In the world of biology there are lots of unanswered questions that can't be solved using only our knowledge from biology. We might need to know techniques from programming, algorithms and other parts of mathematics as well. Bioinformatics uses these fields to solve problems in biology.
A problem like this is the prediction of the secondary structure of RNA molecules. We can't tell the secondary structure solely from the nucleotid sequence. However, this structure plays a main role in defining the features of the molecule, so determining the connections between the nucleotids is vital.
We have some knowledge of rules that determine possible connections that the nucleotids can form. But we still have to consider many possible secondary structures so at this point a different approach is necessary.

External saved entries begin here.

PR #186, opened 2018-06-14
Extract create payments service

alexbishop1:
with @heathd 

Extract the body of the 'create payment' api call into a service object. We
followed these principles:

1. 'presentation' concerns such as serialisation of the response and generation
   of headers remain in the Resource
2. issuing the call to connector and parsing the response is done in the service object

We also extracted `PublicApiUriGenerator` and `ConnectorUriGenerator` which are
responsible for generating URIs relating to PublicApi and Connector
respectively. They get the dropwizard app configuration injected to their
constructors.

Finally we created a Pact contract test for the `CreatePaymentService`. Where
possible we've used real objects where they are simple value objects, rather
than using mocks.

## Inline all resource urls and field name constants 

The url paths are almost exclusively used only in one place, which is the
configuration of the resource endpoint. It's much clearer to have the string
literal visible on the resource annotation than to have it obscured by
constant.

We also inlined some constants which define the keys from request payloads.
These are also part of our external API, not likely to change and used only in
one or two places. Again, having a string literal makes the code easier to read
in these cases.

## rename Account.getName() to Account.getAccountId()

the field actually contains the account id, so it's confusing to call it name.

the `getName()` method is used when the Account object represents a principal in the authentication system, so add a `getName()` method which overrides that and delegates to `getAccountId()`.

### DIFF
--- a/src/main/java/uk/gov/pay/api/model/PaymentState.java
+++ b/src/main/java/uk/gov/pay/api/model/PaymentState.java
@@ -91,7 +91,6 @@ public class PaymentState {
 
     @Override
     public int hashCode() {
-
         return Objects.hash(status, finished, message, code);
     }
 }
--- a/src/main/java/uk/gov/pay/api/model/PaymentState.java
+++ b/src/main/java/uk/gov/pay/api/model/PaymentState.java
@@ -7,6 +7,8 @@ import com.fasterxml.jackson.databind.JsonNode;
 import io.swagger.annotations.ApiModel;
 import io.swagger.annotations.ApiModelProperty;
 
+import java.util.Objects;
+
 @JsonInclude(JsonInclude.Include.NON_NULL)
 @JsonIgnoreProperties(ignoreUnknown = true)
 @ApiModel(value="PaymentState", description = "A structure representing the current state of the payment in its lifecycle.")
@@ -33,6 +35,10 @@ public class PaymentState {
     }
 
     public PaymentState() {
+    }
+
+    public PaymentState(String status, boolean finished) {
+        this(status, finished, null, null);
     }
 
     public PaymentState(String status, boolean finished, String message, String code) {
@@ -70,5 +76,22 @@ public class PaymentState {
                 ", message=" + message +
                 ", code=" + code +
                 '}';
+    }
+
+    @Override
+    public boolean equals(Object o) {
+        if (this == o) return true;
+        if (o == null || getClass() != o.getClass()) return false;
+        PaymentState that = (PaymentState) o;
+        return finished == that.finished &&
+                Objects.equals(status, that.status) &&
+                Objects.equals(message, that.message) &&
+                Objects.equals(code, that.code);
+    }
+
+    @Override
+    public int hashCode() {
+
+        return Objects.hash(status, finished, message, code);
     }
 }
--- a/src/main/java/uk/gov/pay/api/model/links/Link.java
+++ b/src/main/java/uk/gov/pay/api/model/links/Link.java
@@ -58,7 +58,6 @@ public class Link {
 
     @Override
     public int hashCode() {
-
         return Objects.hash(href, method);
     }
 }
--- a/src/main/java/uk/gov/pay/api/model/links/Link.java
+++ b/src/main/java/uk/gov/pay/api/model/links/Link.java
@@ -5,6 +5,8 @@ import com.fasterxml.jackson.annotation.JsonProperty;
 import io.swagger.annotations.ApiModel;
 import io.swagger.annotations.ApiModelProperty;
 
+import java.util.Objects;
+
 import static com.fasterxml.jackson.annotation.JsonInclude.Include;
 
 @ApiModel(value = "Link", description = "A link related to a payment")
@@ -16,7 +18,7 @@ public class Link {
     @JsonProperty(value = "method")
     private String method;
 
-    Link(String href, String method) {
+    public Link(String href, String method) {
         this.href = href;
         this.method = method;
     }
@@ -43,5 +45,20 @@ public class Link {
                 "href='" + href + '\'' +
                 ", method='" + method + '\'' +
                 '}';
+    }
+
+    @Override
+    public boolean equals(Object o) {
+        if (this == o) return true;
+        if (o == null || getClass() != o.getClass()) return false;
+        Link link = (Link) o;
+        return Objects.equals(href, link.href) &&
+                Objects.equals(method, link.method);
+    }
+
+    @Override
+    public int hashCode() {
+
+        return Objects.hash(href, method);
     }
 }
--- a/src/main/java/uk/gov/pay/api/model/links/PostLink.java
+++ b/src/main/java/uk/gov/pay/api/model/links/PostLink.java
@@ -63,7 +63,6 @@ public class PostLink extends Link {
 
     @Override
     public int hashCode() {
-
         return Objects.hash(super.hashCode(), type, params);
     }
 }
--- a/src/main/java/uk/gov/pay/api/model/links/PostLink.java
+++ b/src/main/java/uk/gov/pay/api/model/links/PostLink.java
@@ -5,6 +5,7 @@ import io.swagger.annotations.ApiModel;
 import io.swagger.annotations.ApiModelProperty;
 
 import java.util.Map;
+import java.util.Objects;
 
 import static com.fasterxml.jackson.annotation.JsonInclude.Include;
 
@@ -15,13 +16,13 @@ public class PostLink extends Link {
     private String type;
     private Map<String, Object> params;
 
-    PostLink(String href, String method, String type, Map<String, Object> params) {
+    public PostLink(String href, String method, String type, Map<String, Object> params) {
         super(href, method);
         this.type = type;
         this.params = params;
     }
 
-    PostLink(String href, String method) {
+    public PostLink(String href, String method) {
         super(href, method);
     }
 
@@ -48,5 +49,21 @@ public class PostLink extends Link {
                 ", type='" + type + '\'' +
                 ", params=" + params +
                 '}';
+    }
+
+    @Override
+    public boolean equals(Object o) {
+        if (this == o) return true;
+        if (o == null || getClass() != o.getClass()) return false;
+        if (!super.equals(o)) return false;
+        PostLink postLink = (PostLink) o;
+        return Objects.equals(type, postLink.type) &&
+                Objects.equals(params, postLink.params);
+    }
+
+    @Override
+    public int hashCode() {
+
+        return Objects.hash(super.hashCode(), type, params);
     }
 }
--- a/src/main/java/uk/gov/pay/api/resources/PaymentsResource.java
+++ b/src/main/java/uk/gov/pay/api/resources/PaymentsResource.java
@@ -77,9 +77,6 @@ public class PaymentsResource {
     private final PublicApiUriGenerator publicApiUriGenerator;
     private final ConnectorUriGenerator connectorUriGenerator;
 
-    private final String connectorUrl;
-    private final String connectorDDUrl;
-
     @Inject
     public PaymentsResource(Client client, CreatePaymentService createPaymentService,
                             ObjectMapper objectMapper, PublicApiConfig configuration,
@@ -87,8 +84,6 @@ public class PaymentsResource {
         this.client = client;
         this.createPaymentService = createPaymentService;
         this.baseUrl = configuration.getBaseUrl();
-        this.connectorUrl = configuration.getConnectorUrl();
-        this.connectorDDUrl = configuration.getConnectorDDUrl();
         this.objectMapper = objectMapper;
         this.publicApiUriGenerator = publicApiUriGenerator;
         this.connectorUriGenerator = connectorUriGenerator;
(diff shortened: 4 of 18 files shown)


src/main/java/uk/gov/pay/api/resources/PaymentsResource.java
```diff
@@ -139,27 +109,35 @@ public PaymentsResource(Client client, ObjectMapper objectMapper, PublicApiConfi
...
-                               @PathParam(PAYMENT_KEY) String paymentId) {
+                               @PathParam("paymentId") String paymentId) {
 
         logger.info("Payment request - paymentId={}", paymentId);
+        String url = account.getPaymentType().equals(DIRECT_DEBIT) ? connectorDDUrl : connectorUrl;
+        UriBuilder builder = UriBuilder
+                .fromPath(url)
+                .path(format("/v1/api/accounts/%s/charges/%s", account.getAccountId(), paymentId));
+
+        Collections.<Pair<String, String>>emptyList().stream().forEach(pair -> {
```
oswaldquek: are we streaming an empty list here?

heathd: will have a look...

src/main/java/uk/gov/pay/api/resources/PaymentsResource.java
```diff
@@ -139,27 +109,35 @@ public PaymentsResource(Client client, ObjectMapper objectMapper, PublicApiConfi
...
             @ApiResponse(code = 500, message = "Downstream system error", response = PaymentError.class)})
     public Response getPayment(@ApiParam(value = "accountId", hidden = true) @Auth Account account,
-                               @PathParam(PAYMENT_KEY) String paymentId) {
+                               @PathParam("paymentId") String paymentId) {
 
         logger.info("Payment request - paymentId={}", paymentId);
+        String url = account.getPaymentType().equals(DIRECT_DEBIT) ? connectorDDUrl : connectorUrl;
+        UriBuilder builder = UriBuilder
+                .fromPath(url)
+                .path(format("/v1/api/accounts/%s/charges/%s", account.getAccountId(), paymentId));
```
oswaldquek: this might be for a later PR, but i was wondering if this could be covered by a connector client or connector url generator too (similar to publicApiUriGenerator).

src/main/java/uk/gov/pay/api/resources/PaymentsResource.java
```diff
@@ -183,23 +161,31 @@ public Response getPayment(@ApiParam(value = "accountId", hidden = true) @Auth A
...
+                                     @PathParam("paymentId") String paymentId) {
 
         logger.info("Payment events request - payment_id={}", paymentId);
 
+        String url = account.getPaymentType().equals(DIRECT_DEBIT) ? connectorDDUrl : connectorUrl;
+        UriBuilder builder = UriBuilder
+                .fromPath(url)
+                .path(format("/v1/api/accounts/%s/charges/%s/events", account.getAccountId(), paymentId));
+
+        Collections.<Pair<String, String>>emptyList().stream().forEach(pair -> {
```
oswaldquek: streaming an empty list?

src/main/java/uk/gov/pay/api/resources/PaymentsResource.java
```diff
@@ -287,16 +280,17 @@ public Response searchPayments(@ApiParam(value = "accountId", hidden = true)
                 JsonNode responseJson = connectorResponse.readEntity(JsonNode.class);
                 logger.debug("json response from connector from charge search: " + responseJson);
 
-                TypeReference<PaymentSearchResponse> typeRef = new TypeReference<PaymentSearchResponse>() {};
+                TypeReference<PaymentSearchResponse> typeRef = new TypeReference<PaymentSearchResponse>() {
+                };
```
oswaldquek: this doesn't need to go on a newline

src/main/java/uk/gov/pay/api/service/CreatePaymentService.java
```diff
@@ -0,0 +1,79 @@
...
+
+    @Inject
+    public CreatePaymentService(Client client, PublicApiConfig configuration, PublicApiUriGenerator publicApiUriGenerator, ConnectorUriGenerator connectorUriGenerator) {
+        this.client = client;
+        this.baseUrl = configuration.getBaseUrl();
+        this.publicApiUriGenerator = publicApiUriGenerator;
+        this.connectorUriGenerator = connectorUriGenerator;
+    }
+
+    public PaymentWithAllLinks invoke(Account account, CreatePaymentRequest requestPayload) {
```
oswaldquek: i think `create` would be a better method name

src/main/java/uk/gov/pay/api/resources/PaymentsResource.java
```diff
@@ -404,14 +382,22 @@ public Response createNewPayment(@ApiParam(value = "accountId", hidden = true) @
...
+                                  @PathParam("paymentId") String paymentId) {
 
         logger.info("Payment cancel request - payment_id=[{}]", paymentId);
 
+        String url = account.getPaymentType().equals(DIRECT_DEBIT) ? connectorDDUrl : connectorUrl;
+        UriBuilder builder = UriBuilder
+                .fromPath(url)
+                .path(format("/v1/api/accounts/%s/charges/%s/cancel", account.getAccountId(), paymentId));
+
+        Collections.<Pair<String, String>>emptyList().stream().forEach(pair -> {
```
oswaldquek: streaming an empty list

src/main/java/uk/gov/pay/api/resources/PaymentsResource.java
```diff
@@ -423,37 +409,23 @@ public Response cancelPayment(@ApiParam(value = "accountId", hidden = true) @Aut
...
-    }
-
     private String getConnectorUrl(TokenPaymentType paymentType, String urlPath) {
-        return getConnectorUrl(paymentType, urlPath, Collections.emptyList());
+        String url = paymentType.equals(DIRECT_DEBIT) ? connectorDDUrl : connectorUrl;
+        UriBuilder builder = UriBuilder
+                .fromPath(url)
+                .path(urlPath);
+
+        Collections.<Pair<String, String>>emptyList().stream().forEach(pair -> {
```
oswaldquek: streaming an empty list

src/main/java/uk/gov/pay/api/service/ConnectorUriGenerator.java
```diff
@@ -0,0 +1,39 @@
...
+    private String connectorBaseUrlForAccount(Account account) {
+        return isDirectDebitAccount(account) ? configuration.getConnectorDDUrl() : configuration.getConnectorUrl();
+    }
+
+    private boolean isDirectDebitAccount(Account account) {
+        return account.getPaymentType().equals(DIRECT_DEBIT);
+    }
+
+    public URI getPaymentEventsURI(String baseUrl, String charge_id) {
+        return null;
```
oswaldquek: is this method needed if it's returning null?

src/main/java/uk/gov/pay/api/service/PublicApiUriGenerator.java
```diff
@@ -0,0 +1,31 @@
+package uk.gov.pay.api.service;
+
+import javax.ws.rs.core.UriBuilder;
+import java.net.URI;
+
+public class PublicApiUriGenerator {
```
oswaldquek: how about initialising PublicApiUriGenerator with a baseUrl? looks like baseUrl is always the same.

src/test/java/uk/gov/pay/api/service/CreatePaymentServiceTest.java
```diff
@@ -0,0 +1,61 @@
...
+        createPaymentService = new CreatePaymentService(client, configuration, publicApiUriGenerator, connectorUriGenerator);
+    }
+
+    @Test
+    @PactVerification({"connector"})
+    @Pacts(pacts = {"publicapi-connector"})
+    public void testCreatePayment() {
+        Account account = new Account("GATEWAY_ACCOUNT_ID", TokenPaymentType.CARD);
+        CreatePaymentRequest requestPayload = new CreatePaymentRequest(100, "https://somewhere.gov.uk/rainbow/1", "a reference", "a description");
+        createPaymentService.invoke(account, requestPayload);
```
oswaldquek: be good to have some assertions...?

heathd: pact covers the external side-effect, but you're right, we should have an assertion about the return value of `invoke`. We got carried away with adding a pact :-)

src/main/java/uk/gov/pay/api/service/CreatePaymentService.java
alexbishop1: Renamed from `invoke` to `create`

src/main/java/uk/gov/pay/api/resources/PaymentsResource.java
alexbishop1: Newline squished

src/main/java/uk/gov/pay/api/service/ConnectorUriGenerator.java
alexbishop1: Now gone

src/main/java/uk/gov/pay/api/service/PublicApiUriGenerator.java
alexbishop1: We now get Guice to pass the `PublicApiConfig` to the `PublicApiUriGenerator` constructor, which retrieves the `baseUrl` from it and stores it in a field

src/main/java/uk/gov/pay/api/model/links/Link.java
```diff
@@ -44,4 +46,19 @@ public String toString() {
                 ", method='" + method + '\'' +
                 '}';
     }
+
+    @Override
+    public boolean equals(Object o) {
```
oswaldquek: might it not be easier to use https://commons.apache.org/proper/commons-lang/javadocs/api-2.6/org/apache/commons/lang/builder/EqualsBuilder.html?

src/main/java/uk/gov/pay/api/model/PaymentState.java
```diff
@@ -71,4 +77,21 @@ public String toString() {
                 ", code=" + code +
                 '}';
     }
+
+    @Override
+    public boolean equals(Object o) {
```
oswaldquek: might it not be easier to use https://commons.apache.org/proper/commons-lang/javadocs/api-2.6/org/apache/commons/lang/builder/EqualsBuilder.html?

src/main/java/uk/gov/pay/api/model/PaymentState.java
```diff
@@ -71,4 +77,21 @@ public String toString() {
...
+        PaymentState that = (PaymentState) o;
+        return finished == that.finished &&
+                Objects.equals(status, that.status) &&
+                Objects.equals(message, that.message) &&
+                Objects.equals(code, that.code);
+    }
+
+    @Override
+    public int hashCode() {
+
```
oswaldquek: empty line. sorry!

src/main/java/uk/gov/pay/api/model/links/Link.java
```diff
@@ -44,4 +46,19 @@ public String toString() {
...
+        if (this == o) return true;
+        if (o == null || getClass() != o.getClass()) return false;
+        Link link = (Link) o;
+        return Objects.equals(href, link.href) &&
+                Objects.equals(method, link.method);
+    }
+
+    @Override
+    public int hashCode() {
+
```
oswaldquek: empty line

src/main/java/uk/gov/pay/api/model/links/PostLink.java
```diff
@@ -49,4 +50,20 @@ public String toString() {
                 ", params=" + params +
                 '}';
     }
+
+    @Override
+    public boolean equals(Object o) {
```
oswaldquek: see other comment on EqualsBuilder

src/main/java/uk/gov/pay/api/model/links/PostLink.java
```diff
@@ -49,4 +50,20 @@ public String toString() {
...
+        if (o == null || getClass() != o.getClass()) return false;
+        if (!super.equals(o)) return false;
+        PostLink postLink = (PostLink) o;
+        return Objects.equals(type, postLink.type) &&
+                Objects.equals(params, postLink.params);
+    }
+
+    @Override
+    public int hashCode() {
+
```
oswaldquek: empty line

src/test/java/uk/gov/pay/api/service/CreatePaymentServiceTest.java
```diff
@@ -0,0 +1,82 @@
...
+
+    private Client client;
+
+    @Mock
+    private PublicApiConfig configuration;
+    private PublicApiUriGenerator publicApiUriGenerator;
+    private ConnectorUriGenerator connectorUriGenerator;
+    
+    @Before
+    public void setup() {
```
oswaldquek: not sure the comments in this setup() method are needed. personally i think they're self explanatory...

src/main/java/uk/gov/pay/api/model/links/Link.java
alexbishop1: It’s what IntelliJ automatically generated

src/test/java/uk/gov/pay/api/service/CreatePaymentServiceTest.java
alexbishop1: The intention was to explain what’s going on to Pact newbies

src/main/java/uk/gov/pay/api/model/links/Link.java
oswaldquek: ok then, in that case :)

src/test/java/uk/gov/pay/api/service/CreatePaymentServiceTest.java
oswaldquek: i still think `// These can be concrete implementations, because they're simple` isn't really needed...

src/test/java/uk/gov/pay/api/service/CreatePaymentServiceTest.java
```diff
@@ -0,0 +1,82 @@
...
+        when(configuration.getConnectorUrl()).thenReturn(connectorRule.getUrl()); // We will actually send real requests here, which will be intercepted by pact
+
+        when(configuration.getBaseUrl()).thenReturn("http://publicapi.test.localhost/"); // Has to match what is in the Pact
```
oswaldquek: i'm also not sure what this comment means and how it relates to pact. if anything, the publicapi-connector.json pact file has a "self" link `http://connector.service.backend/v1/api/accounts/GATEWAY_ACCOUNT_ID/charges/ch_ab2341da231434l`.

oswaldquek: i think it's actually related to publicApiUriGenerator rather than pact

src/test/java/uk/gov/pay/api/service/CreatePaymentServiceTest.java
alexbishop1: Yeah, I wasn’t too keen on that. I’ll remove.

Let's consider these rules as the rules of a grammar. The RNS molecule is the sentence and the nucleotids are the words. Now we can use our knowledge of grammars in computer science, especially of context-free grammars.
The CYK algorithm makes it possible to find the possible sequence of rules that generates the RNA. From these rules we can find out where the connections between the nucleotids were.
However there are many possibilities and we only need the most likely one. So the solution is to give a probability to every rule and use this feature in the CYK algorithm to determine the most probable derivation tree. To compute the most accurate probabilities I used the inside-outside algorithm and EM algorithm.
My goal is to implement a program, that will predict secondary structure of RNAs using the beforementioned technologies.